The problem → Search the records for lines that contain the word "only". Copy them all.
○ ○ ○
PR #2656, opened 2026-06-13
fix(analytics): Resolve feature flags before first render

charlesvien:
## Problem

The "Cloud" option in the workspace-mode picker intermittently vanished on launch and only returned after a hard refresh or restart. It is gated by the `twig-cloud-mode-toggle` feature flag, but the renderer deferred PostHog initialization behind an async `getSessionId` IPC round-trip. React mounted first, so `useFeatureFlag` read the flag as `false` (flags not loaded yet) and hid the option until init finished and flags arrived. Every `useFeatureFlag` consumer was exposed to the same race; the `|| import.meta.env.DEV` fallback masked it during local development.

Closes #2598

## Changes

1. Pass the main-owned session id to the renderer synchronously via `additionalArguments`
2. Expose it on `window.__posthogBootstrap` from the preload
3. Initialize PostHog before React mounts so flags resolve on the first render
4. Keep `AnalyticsBootContribution` as an idempotent async fallback when the bridge value is absent
5. Session stitching is preserved — the renderer still uses the main process session id

## How did you test this?

- `pnpm --filter code typecheck` (main + renderer tsconfigs) — pass
- `biome check` on the changed files — clean (also enforced by the pre-commit hook)
- `pnpm --filter code exec vitest run src/main/platform-adapters/posthog-analytics.test.ts` — 7/7 pass
- `pnpm --filter @posthog/ui exec vitest run src/shell/posthogAnalyticsImpl.test.ts` — 11/11 pass

Not yet run: an end-to-end check on a production build with `twig-cloud-mode-toggle` enabled — the flag path is dev-forced on, so the race only manifests in production builds. A genuinely cold flag cache still has a one-time load window until the network flags response arrives, which is expected first-load behavior.

## Automatic notifications

- [ ] Publish to changelog?

### DIFF
--- a/apps/code/src/main/posthog-session-arg.test.ts
+++ b/apps/code/src/main/posthog-session-arg.test.ts
@@ -1,0 +1,26 @@
+import { describe, expect, it } from "vitest";
+import { parseSessionIdArg } from "./posthog-session-arg";
+
+describe("parseSessionIdArg", () => {
+  it("returns the value when the flag is present", () => {
+    expect(parseSessionIdArg(["--posthog-session-id=abc-123"])).toBe("abc-123");
+  });
+
+  it("finds the flag among other arguments", () => {
+    expect(
+      parseSessionIdArg(["--foo", "--posthog-session-id=xyz", "--bar"]),
+    ).toBe("xyz");
+  });
+
+  it("returns null when the flag is absent", () => {
+    expect(parseSessionIdArg(["--type=renderer", "--no-sandbox"])).toBeNull();
+  });
+
+  it("ignores arguments that only share the prefix", () => {
+    expect(parseSessionIdArg(["--posthog-session-id-extra=foo"])).toBeNull();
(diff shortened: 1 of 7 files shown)


charlesvien:
* **#2656** <a href="https://app.graphite.com/github/pr/PostHog/code/2656?utm_source=stack-comment-icon" target="_blank">Graphite</a> 👈 <a href="https://app.graphite.com/github/pr/PostHog/code/2656?utm_source=stack-comment-view-in-graphite" target="_blank">(View in Graphite)</a>
* **#2655** <a href="https://app.graphite.com/github/pr/PostHog/code/2655?utm_source=stack-comment-icon" target="_blank">Graphite</a>
* **#2654** <a href="https://app.graphite.com/github/pr/PostHog/code/2654?utm_source=stack-comment-icon" target="_blank">Graphite</a>
* `main`


<h2></h2>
○ ○ ○
Written response →
The "Cloud" option in the workspace-mode picker intermittently vanished on launch and only returned after a hard refresh or restart. It is gated by the `twig-cloud-mode-toggle` feature flag, but the renderer deferred PostHog initialization behind an async `getSessionId` IPC round-trip. React mounted first, so `useFeatureFlag` read the flag as `false` (flags not loaded yet) and hid the option until init finished and flags arrived. Every `useFeatureFlag` consumer was exposed to the same race; the `|| import.meta.env.DEV` fallback masked it during local development.
Not yet run: an end-to-end check on a production build with `twig-cloud-mode-toggle` enabled — the flag path is dev-forced on, so the race only manifests in production builds. A genuinely cold flag cache still has a one-time load window until the network flags response arrives, which is expected first-load behavior.
+  it("ignores arguments that only share the prefix", () => {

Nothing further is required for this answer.